Bloc-NDP members of parliament Ryan Cleary and Jack Harris campaigned on a pro-Muskrat Falls ticket during last year’s federal election, as did provincial party leader Lorraine Michael who joined them on the campaign trail.

Enterprising news editors will no doubt be scrambling for shots of Lorraine cheering Jack’s visit here as she cheered Jack on and looking through Lorraine’s old news releases.

Lorraine supported the Lower Churchill project.  Her only criticism at the time it was released is that the deal was not as big as the original promise.

But make no mistake:  Lorraine backed Muskrat Falls.

However, she’s been shifting her position as public opposition to the project mounted.  You could say she’s trying to pull an Aylward.  Former Liberal leader Kevin Aylward shifted his potion almost 180 degrees on the project during the latter days of last fall’s provincial election. 

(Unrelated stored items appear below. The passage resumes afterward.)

PR #861, opened 2021-02-02
PARQUET-1970: Make minor releases source compatible

gszadovszky:

### Jira

### Tests

### Commits

### Documentation

### DIFF
--- a/parquet-common/src/main/java/org/apache/parquet/io/OutputFile.java
+++ b/parquet-common/src/main/java/org/apache/parquet/io/OutputFile.java
@@ -32,6 +32,6 @@ public interface OutputFile {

Now Michael is trying to sound like she isn’t backing the plan to deliver cheap electricity to her New Democrat pals in Nova Scotia.  Here’s how the Telegram quoted her from another Muskrat story from Thursday’s paper:

NDP Leader Lorraine Michael said she’s open to being convinced that going ahead with the project is a good idea. Nothing Locke said moved her, though.

She said she’s hoping to see independent, in-depth examination of alternatives to Muskrat Falls before the project gets sanctioned.

“If there was an in-depth analysis that was done on an alternative like the wind power — an in-depth analysis — then I’d like to see it,” she said. “My understanding is that no in-depth analysis has been presented.”

The spring session of the legislature should be interesting if only for the political cat-fighting among members of three political parties all of which support Muskrat Falls to one degree or another.

The Liberals back the project as well.  Their only objection, as described by natural resources critic Yvonne Jones is that there is no guarantee any power will go to Labrador.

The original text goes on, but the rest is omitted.